Output directory of TSS LAPA (lapa_tss –output_dir your_output_dir) looks like:

your_output_dir/
├── tss_clusters.bed
├── raw_tss_clusters.bed
├── counts
│   ├── all_tss_counts_neg.bw
│   ├── all_tss_counts_pos.bw
│   ├── {sample}_tss_counts_neg.bw
│   ├── {sample}_tss_counts_pos.bw
├── coverage
│   ├── all_polyA_coverage_neg.bw
│   ├── all_polyA_coverage_pos.bw
│   ├── {sample}_tss_coverage_neg.bw
│   ├── {sample}_tss_coverage_pos.bw
├── ratio
│   ├── all_polyA_ratio_neg.bw
│   ├── all_polyA_ratio_pos.bw
│   ├── {sample}_tss_ratio_neg.bw
│   ├── {sample}_tss_ratio_pos.bw
├── dataset
│   └── {dataset}.bed
├── raw_sample
│   └── {sample}.bed
├── sample
│   └── {sample}.bed
├── logs
│   ├── final_stats.log
└── ├── progress.log
    └── warnings.log

where tss_clusters.bed is the main output of LAPA and contains TSS clusters with replication rate. Those set of clusters are high confidence set of TSS clusters. TSS cluster .bed file have following format:

Chromosome	Start	End	tss_site	count	Feature	gene_id	tpm	gene_count	usage	annotated_site
chr17	38870035	38870063	38870060	201	five_prime_utr	ENSG00000002834.18	2220.6	252	0.797619	38869858
chr17	38890455	38890456	38890456	24	exon	ENSG00000002834.18	265.15	252	0.0952381	-1
chr17	38918997	38918998	38918998	27	exon	ENSG00000002834.18	298.29	252	0.107143	-1
chr17	48107566	48107599	48107576	13	five_prime_utr	ENSG00000002919.15	143.62	23	0.565217	48107548
chr17	48107764	48107785	48107785	10	five_prime_utr	ENSG00000002919.15	110.48	23	0.434783	48107548

…

Tss clusters can be read by following code as dataframe:

from lapa import read_tss_cluster

df = read_polyA_cluster('your_output_dir/tss_clusters.bed')

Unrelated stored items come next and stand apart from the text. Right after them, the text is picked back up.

PR #928, opened 2017-02-09
Mid: pgsql: Change to crm_resource.

HideoYamauchi:
Hi All,

From the next release of Pacemaker, user and RA cannot appoint INFINTIY by crm_failcount command.

 * https://github.com/ClusterLabs/pacemaker/commit/95db10602e8f646eefed335414e40a994498cafd

I abolish the use of crm_failcount.
By this correction, crm_resource -U(--clear) is necessary for restoration from trouble.

Best Regards,
Hideo Yamauchi.

### DIFF
--- a/heartbeat/pgsql
+++ b/heartbeat/pgsql
@@ -1064,7 +1064,7 @@ pgsql_pre_promote() {
                           sort | head -1`
             if [ "$cmp_location" != "$my_master_baseline" ]; then
                 ocf_exit_reason "My data is newer than new master's one. New master's location : $master_baseline"
-                exec_with_retry 0 $CRM_FAILCOUNT -r $OCF_RESOURCE_INSTANCE -U $NODENAME -v INFINITY
+                exec_with_retry 0 $CRM_RESOURCE -B -r $OCF_RESOURCE_INSTANCE -N $NODENAME -Q
                 return $OCF_ERR_GENERIC
             fi
         fi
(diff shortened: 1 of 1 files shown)


dmuhamedagic:
Hi Hideo-san,

On Thu, Feb 09, 2017 at 03:31:29PM -0800, Hideo Yamauchi wrote:
> Hi All,
> 
> I abolish the use of crm_failcount.

I can vagely recall a discussion at the ML, but not details. It
would be good to give an explanation.

HideoYamauchi:
Hi Dejan,

> I can vagely recall a discussion at the ML, but not details. It
> would be good to give an explanation.

I discussed this in the next ML.
 * http://lists.clusterlabs.org/pipermail/users/2017-February/004958.html

The crm_resource -U command becomes the workaround when the next error was given.

　　"My data is newer than new master's one. New master's location : xxxxxxxxx"

Should I include an example by comment in RA?

Best Regards,
Hideo Yamauchi.

dmuhamedagic:
Hi Hideo-san,

Very sorry for the delay.

On Mon, Feb 13, 2017 at 12:51:42AM -0800, Hideo Yamauchi wrote:
> Hi Dejan,
> 
> > I can vagely recall a discussion at the ML, but not details. It
> > would be good to give an explanation.
> 
> I discussed this in the next ML.
>  * http://lists.clusterlabs.org/pipermail/users/2017-February/004958.html
> 
> The crm_resource -U command becomes the workaround when the next error was given.
> 
> 　　"My data is newer than new master's one. New master's location : xxxxxxxxx"
> 
> Should I include an example by comment in RA?

I read the thread and there are quite a few issues discussed.
I'd suggest to add more comments to the RA, perhaps something
like this:

# We used to set the failcount to INF for the resource here in
# order to move the master to the other node. However, setting
# the failcount should be done only by the CRM and so this use
# got deprecated in pacemaker version x.y. Now we do the
# "ban resource from the node".

Hopefully the comment is semantically good too :)

HideoYamauchi:
Hi Dejan,

Thank you for comment.

> I'd suggest to add more comments to the RA, perhaps something
like this:
>  #We used to set the failcount to INF for the resource here in
>  #order to move the master to the other node. However, setting
>  #the failcount should be done only by the CRM and so this use
>  #got deprecated in pacemaker version x.y. Now we do the
>  #"ban resource from the node".

Okay!

I contribute the correction including your example again by the weekend.

Best Regards,
Hideo Yamauchi.

HideoYamauchi:
This is closed to perform new pullrequest.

This cluster .bed file and all other cluster .bed files have following columns:

Chromosome: Chromosome of the tss cluster.
Start: Start position of tss cluster.
End: End position of tss cluster.
tss_site: Exact tss site (peak) of the cluster.
count: number of reads supporting to cluster (ending in cluster).
Strand: Strand of the tss cluster.
Feature: Genomics feature overlapping with the cluster (obtained from GTF file).
gene_id: The gene containing the tss clusters.
tpm: TPM of the cluster calculated by $count / sum(count) * 1,000,000$.
gene_count: Total number reads in all the clusters of this gene calculated by $sum(count_i)$ where $i in gene$.
usage: Percentage use of specific tss clusters of the gene calculated by $count / gene_count$
annotated_site: End position of the 5’ UTR based on the GTF if tss cluster located in 5’ UTR.

raw_tss_clusters.bed contains the all the TSS clusters detected by LAPA but not filtered for replication.

For the details of the other files see [the documentation of Poly(A) clusters](#poly(A)-clusters). File structure and content of the files are same with TSS clusters.